I gave each child a small gift. I said words of affirmation to each one, specific and genuine. I sat with each one for undivided quality time. I did an act of service for each one without being asked. And I made sure there was plenty of physical touch throughout the day.
Their reactions told me everything.
One child lit up at the gift. Eyes wide, pure joy, running to show their siblings. Another barely noticed the gift and just wanted to stay sitting next to me, pressed close, not saying much but completely content. One responded most visibly to the words I said, repeating them back later that evening as if testing whether they were still true.
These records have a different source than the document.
PR #277, opened 2026-08-25
fix(indexer): decouple bitmap rotation from the boundary withdrawal (issue-2)

Huzaifa696:
## Summary

`RotateBitmap` was previously dispatched only while processing the withdrawal whose nonce landed on a generation boundary. That made a single row responsible for triggering rotation for every later withdrawal. If that row was quarantined by a build error, swept into `manual_review`, or never written because a losing insert consumed its sequence value, rotation never happened. The chain remained on the old generation, and every later withdrawal parked and retried indefinitely with no visibility into the blockage.

The sender now checks every five seconds whether the lowest withdrawal nonce that still owes a release belongs to a later generation than the on-chain bitmap. If so, it arms a rotation. A single aggregate provides the required state: the lowest outstanding nonce proves the current generation is finished and work exists beyond it, while the upper bound distinguishes a blocked rotation from an idle system. No durable state is needed because the condition is derived from the database and chain on every tick, so a crash cannot permanently lose a rotation trigger. The existing in-flight and remint barriers still determine when the rotation is actually sent.

Any non-terminal withdrawal, including `manual_review`, blocks rotation and therefore later generations until the issue is resolved. This is intentional and is now surfaced through a counter and a log identifying the blocking nonce. The PR adds 21 tests: 14 driver tests using mocks, four Postgres SQL tests, and three end-to-end tests, alongside three updated processor guards. 
### Coverage Report

| Core | 12,065 | 13,690 | 88.1% | [rust-unit-coverage-reports](https://github.com/solana-foundation/solana-private-channels/actions/runs/33492044319) |
| Indexer | 27,372 | 30,743 | 89.0% | [rust-unit-coverage-reports](https://github.com/solana-foundation/solana-private-channels/actions/runs/33492044319) |
| Gateway | 1,055 | 1,230 | 85.8% | [rust-unit-coverage-reports](https://github.com/solana-foundation/solana-private-channels/actions/runs/33492044319) |
| Auth | 830 | 949 | 87.5% | [rust-unit-coverage-reports](https://github.com/solana-foundation/solana-private-channels/actions/runs/33492044319) |
| E2E Integration | 13,054 | 16,506 | 79.1% | [e2e-coverage-reports](https://github.com/solana-foundation/solana-private-channels/actions/runs/33492044319) |
| **Total** | **54,376** | **63,118** | **86.1%** | |

> Last updated: 2026-09-01 10:08:28 UTC by E2E Integration


indexer/src/operator/sender/proof.rs
```diff
@@ -139,6 +143,163 @@ fn generation_mismatch(nonce: u64, nonce_generation: u64, chain_generation: u64)
...
+        return;
+    };
+
+    // Everything waiting is still inside that window, so nothing needs a
+    // rotation and the chain need not be read to say so.
+    if state
+        .cached_generation
+        .is_some_and(|cached| highest / NONCES_PER_GENERATION <= cached)
+    {
+        return;
```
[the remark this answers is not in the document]
Huzaifa696: Correct that the cache is confirmed-sourced, but a stale lead can't persist: the waiting releases keep retrying, each on-chain refusal calls refresh_generation which corrects the cache, and a restart clears it entirely, so the rotation arms on the next tick. Reworded the comment that claimed the cache can never lead.

indexer/src/operator/sender/transaction.rs
```diff
@@ -398,6 +398,9 @@ fn rearm_failed_rotation(state: &mut SenderState, error_msg: &str) {
              unopened generation stays unreleasable until a rotation lands."
         );
         state.rotation_in_flight = None;
+        // The driver starts a fresh rotation once nothing is in flight, and a
+        // count left at the limit would abandon that one on its first failure.
+        state.rotation_rearm_attempts = 0;
```
gitteri, line 403: **Permanent-abandonment cap removed.** `give_up` now resets `rotation_rearm_attempts` to 0. Combined with the new 5s re-origination driver, a rotation the chain deterministically rejects (bad operator authority, escrow-program bug) gets re-derived and re-broadcast every ~5s indefinitely: paying fees and emitting `rotation_lost` on a loop with no hard stop after `MAX_ROTATION_REARMS`. Largely intended by the re-derive design, but the pre-PR permanent cap is gone. Worth a bounded backoff or a dead-letter state so a deterministically-failing rotation eventually stops and pages instead of spinning forever.

indexer/src/operator/sender/proof.rs
```diff
@@ -139,6 +143,163 @@ fn generation_mismatch(nonce: u64, nonce_generation: u64, chain_generation: u64)
...
+    }
+
+    let chain_generation = match state.refresh_generation().await {
```
gitteri, line 205: **Silent rotation stall on persistent read failures.** If `refresh_generation` here (or `unreleased_withdrawal_nonce_bounds` / `read_unreleased_bounds`) keeps erroring during a DB/RPC outage, every 5s tick returns early with only a `warn` log and no metric. Next-generation withdrawals wedge for the whole outage, but no `OPERATOR_TRANSACTION_ERRORS` series moves, so dashboards/alerts show nothing. Note the inversion: the less-severe correct-withholding case *does* get a counter (`rotation_blocked_by_lower_nonce`), while this hard-failure path is invisible. Suggest emitting an error counter on these early-return read failures.

indexer/src/operator/sender/proof.rs
```diff
@@ -139,6 +143,163 @@ fn generation_mismatch(nonce: u64, nonce_generation: u64, chain_generation: u64)
...
+    // Nothing is waiting past the window the chain is on, so nothing is blocked.
+    if highest_generation <= chain_generation {
+        state.rotation_blocked_passes = 0;
+        return;
+    }
+
+    // Withholding is correct here, but only a human clears it, so report it.
+    // Once per threshold, not once per block: a counter that stops ticking lets
+    // the alert resolve while the stall is still running.
+    state.rotation_blocked_passes = state.rotation_blocked_passes.saturating_add(1);
```
gitteri, line 250: **False-positive alert on slow-but-progressing releases.** The `rotation_blocked_by_lower_nonce` counter increments for any live lower nonce held >5min, including a release still churning in `Processing`/in-flight but making progress. Under sustained RPC congestion the last release of a closing generation can page the operator for an "incident" that needs no manual resolution and self-clears, contradicting the runbook's promise that a rising count is "a row someone has to resolve." Consider excluding actively-progressing statuses (in-flight / recently-submitted) from the blocked condition so the alert stays a true has-to-be-resolved signal.

indexer/src/operator/sender/proof.rs
```diff
@@ -139,6 +143,163 @@ fn generation_mismatch(nonce: u64, nonce_generation: u64, chain_generation: u64)
     .into()
 }
 
+/// Five minutes at the origination interval. A boundary crossing looks blocked
+/// while the closing generation's last row settles, and that clears itself.
+const ROTATION_BLOCKED_ALERT_PASSES: u32 = 60;
```
gitteri: **"5 minutes" contract split across two files with no compile-time link.** `ROTATION_BLOCKED_ALERT_PASSES = 60` here and `ROTATION_ORIGINATION_INTERVAL = 5s` in `mod.rs` together encode the documented 5-minute alert threshold, but nothing ties them together. Changing the interval to e.g. 10s silently makes this alert fire at 10 minutes while `docs/runbooks/_glossary.md` and `withdrawal_manual_review.md` still say five, with no test to catch the drift. Suggest deriving the pass count from the interval (`5min / ROTATION_ORIGINATION_INTERVAL`) or a `const_assert`/comment linking the two so the documented contract can't silently break.

indexer/src/operator/sender/proof.rs
```diff
@@ -396,6 +559,433 @@ mod tests {
...
+            push_withdrawal_with_nonce(&mock, *id, *nonce, *status);
+        }
+        let mut state = sender_state_with_storage(url, mock);
+        state.instance_pda = Some(Pubkey::new_unique());
+        state
+    }
+
+    fn blocked_count() -> f64 {
+        crate::metrics::OPERATOR_TRANSACTION_ERRORS
+            .with_label_values(&["escrow", "rotation_blocked_by_lower_nonce"])
```
gitteri, line 625: **Test asserts a metric label prod never emits.** `blocked_count()` reads the counter under the `escrow` program label, and `originator_state` builds on `sender_state_with_storage` which hardcodes `ProgramType::Escrow` while forcing `instance_pda = Some`. But the driver only runs for the `Withdraw` role (`instance_pda` is `Some` only for Withdraw), so production emits this counter under the `withdraw` label. That escrow+`Some(instance_pda)` combination is one `run_sender` never produces, so a regression in the real emitted label (or its registration) would pass these tests unnoticed. Suggest driving the test state from `ProgramType::Withdraw` so the asserted label matches prod.

gitteri (commented):
Automated review pass (xhigh). No high-severity correctness bug survived scrutiny; the change is well-engineered and heavily tested. Five lower-severity findings below, roughly in priority order. #4 (unbounded rotation retry) and #2 (silent-stall blind spot) are the two I'd act on before merge; the rest are alert-quality / maintainability / test-fidelity cleanups.

indexer/src/operator/sender/proof.rs
Huzaifa696: Fixed: every read failure in the driver now increments rotation_origination_read_failed (both the bounds query and the generation read, plus the two conversion guards), so a DB or RPC outage moves a series instead of only writing a log line.

indexer/src/operator/sender/proof.rs
Huzaifa696: Fixed: ROTATION_BLOCKED_ALERT_PASSES is now derived from ROTATION_ORIGINATION_INTERVAL rather than hardcoded, with a test asserting their product is still exactly five minutes, so retuning the interval moves the threshold with it instead of silently retiming the alert.

indexer/src/operator/sender/proof.rs
```diff
@@ -139,6 +144,187 @@ fn generation_mismatch(nonce: u64, nonce_generation: u64, chain_generation: u64)
...
+
+    // Start the search at the cached generation so the usual pass, which finds
+    // nothing to do, skips the older nonces instead of scanning all of them. The
+    // cache sits at or behind the chain, and a refused release corrects it if not.
+    let cached_floor = state
+        .cached_generation
+        .map(|cached| cached.saturating_mul(NONCES_PER_GENERATION))
+        .unwrap_or(0);
+    let Some((_, highest)) = read_unreleased_bounds(state, cached_floor).await else {
+        return;
```
sebatustra: should we also reset `rotation_blocked_passes` in these early returns ("nothing is blocked" paths)? I think an earlier crossing (from a previous generation) can leave the tick at a non zero value, thus incrementing a metric when it shouldn't

indexer/src/operator/sender/proof.rs
```diff
@@ -579,6 +604,24 @@ mod tests {
...
+    }
+
+    /// The runbooks promise the withheld-rotation alert fires after five minutes,
+    /// but the threshold is a pass count and the passes come from a timer in
+    /// another file. Changing either without this would move the alert silently.
+    #[test]
+    fn the_blocked_alert_reports_after_five_minutes() {
+        assert_eq!(
+            super::super::ROTATION_ORIGINATION_INTERVAL * ROTATION_BLOCKED_ALERT_PASSES,
+            std::time::Duration::from_secs(300),
```
sebatustra: should we use `ROTATION_BLOCKED_ALERT_AFTER` instead of hardcoding `Duration::from_secs(300)`?

indexer/src/operator/sender/proof.rs
Huzaifa696: read_unreleased_bounds now distinguishes "nothing owed" from "couldn't read", so every pass that establishes no block clears the streak while read failures deliberately leave it standing.

indexer/src/operator/sender/proof.rs
Huzaifa696: Done, split into two assertions so a failure says which drifted: ROTATION_BLOCKED_ALERT_AFTER == 300s pins the figure the runbooks quote, and INTERVAL * PASSES == ROTATION_BLOCKED_ALERT_AFTER catches an interval that doesn't divide it.

sebatustra (approved):
LGTM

It was genuinely one of the most illuminating parenting experiments I have ever run. And the best part? They had no idea what I was doing. They just thought it was a lovely day.
From that point on I understood each of my children differently. And the way I showed up for each of them shifted in ways that were small on the surface but significant in the relationship.
💛 What the 5 love languages actually are
The concept of love languages was developed by Dr. Gary Chapman and the idea is simple: people feel loved in different ways. What makes one person feel deeply cared for can leave another person completely unmoved, not because love is absent but because the language being spoken is not the one they understand.
Chapman identified five love languages. Every person has a primary one and often a secondary one. Children are no different. In fact identifying a child’s love language early gives you a tool that works across every stage of their life.
Most children respond to all five in some way. But one or two will land with a depth that the others do not. That is the language they speak fluently. That is where your love registers most clearly with them.
🤗 The hug that tells you everything
A therapist shared something with me once that I have never forgotten and I have passed it on to every parent I have spoken to since. It was about physical touch and it completely changed how I hold my children.
When you hug your child, do not let go first. Let them wiggle out. Because the moment they pull back is the moment they have had enough, and that moment tells you exactly how much physical connection they needed right then.
Some children will hold on for two seconds and pull back. Others will stay pressed into you for five full minutes. Both are telling you something true about how they are wired and what their body needs from you.
And here is the harder part: as children get older, they do not necessarily want the same amount of physical touch anymore. What a seven year old freely accepts, a twelve year old may pull away from. Hug them fully now, while they let you. Let them lead the release. And when they start pulling back sooner than they used to, do not take it personally. It is just them growing.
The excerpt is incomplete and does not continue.